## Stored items

━━━━━━

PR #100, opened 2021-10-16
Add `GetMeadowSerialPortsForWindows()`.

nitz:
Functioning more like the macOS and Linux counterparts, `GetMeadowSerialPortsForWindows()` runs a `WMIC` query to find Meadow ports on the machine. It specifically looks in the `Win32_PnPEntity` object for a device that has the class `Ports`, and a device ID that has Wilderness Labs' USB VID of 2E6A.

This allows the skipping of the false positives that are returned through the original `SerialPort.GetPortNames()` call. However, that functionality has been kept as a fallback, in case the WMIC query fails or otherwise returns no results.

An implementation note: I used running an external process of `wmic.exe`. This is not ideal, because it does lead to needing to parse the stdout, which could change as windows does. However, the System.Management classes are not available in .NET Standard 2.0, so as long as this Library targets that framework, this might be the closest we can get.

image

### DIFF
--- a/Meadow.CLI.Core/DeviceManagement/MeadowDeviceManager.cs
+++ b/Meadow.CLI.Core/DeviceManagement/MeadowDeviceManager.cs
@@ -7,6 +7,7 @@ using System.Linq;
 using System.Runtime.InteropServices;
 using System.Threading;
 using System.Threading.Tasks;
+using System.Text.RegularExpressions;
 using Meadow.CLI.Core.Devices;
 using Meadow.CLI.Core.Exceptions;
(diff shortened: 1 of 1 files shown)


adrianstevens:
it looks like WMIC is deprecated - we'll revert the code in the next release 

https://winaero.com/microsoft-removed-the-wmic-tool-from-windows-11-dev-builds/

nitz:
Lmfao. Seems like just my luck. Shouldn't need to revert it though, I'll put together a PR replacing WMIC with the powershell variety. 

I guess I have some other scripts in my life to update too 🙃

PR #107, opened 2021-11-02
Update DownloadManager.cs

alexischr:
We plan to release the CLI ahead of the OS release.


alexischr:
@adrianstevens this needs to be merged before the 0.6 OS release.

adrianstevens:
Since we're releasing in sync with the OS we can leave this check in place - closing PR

━━━━━━

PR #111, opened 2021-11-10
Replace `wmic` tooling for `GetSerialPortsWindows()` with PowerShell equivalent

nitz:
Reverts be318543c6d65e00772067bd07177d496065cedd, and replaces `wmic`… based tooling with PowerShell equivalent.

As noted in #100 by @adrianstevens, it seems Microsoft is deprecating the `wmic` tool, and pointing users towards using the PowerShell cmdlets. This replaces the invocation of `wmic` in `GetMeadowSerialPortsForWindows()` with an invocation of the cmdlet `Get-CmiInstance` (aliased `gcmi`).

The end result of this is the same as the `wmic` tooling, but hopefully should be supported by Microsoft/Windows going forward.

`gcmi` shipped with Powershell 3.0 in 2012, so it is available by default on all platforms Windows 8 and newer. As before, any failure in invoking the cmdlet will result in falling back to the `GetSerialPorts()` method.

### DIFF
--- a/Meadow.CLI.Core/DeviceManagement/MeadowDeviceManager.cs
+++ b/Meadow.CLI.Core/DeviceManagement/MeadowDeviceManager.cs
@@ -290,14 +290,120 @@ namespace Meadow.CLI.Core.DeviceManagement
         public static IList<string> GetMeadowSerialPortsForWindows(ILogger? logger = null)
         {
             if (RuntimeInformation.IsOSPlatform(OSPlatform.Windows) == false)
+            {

━━━━━━

## EXERCISE
Looking at the entries, work out how many lines hold the word "opened". Give the number and nothing else.

## EXERCISE RESPONSE
3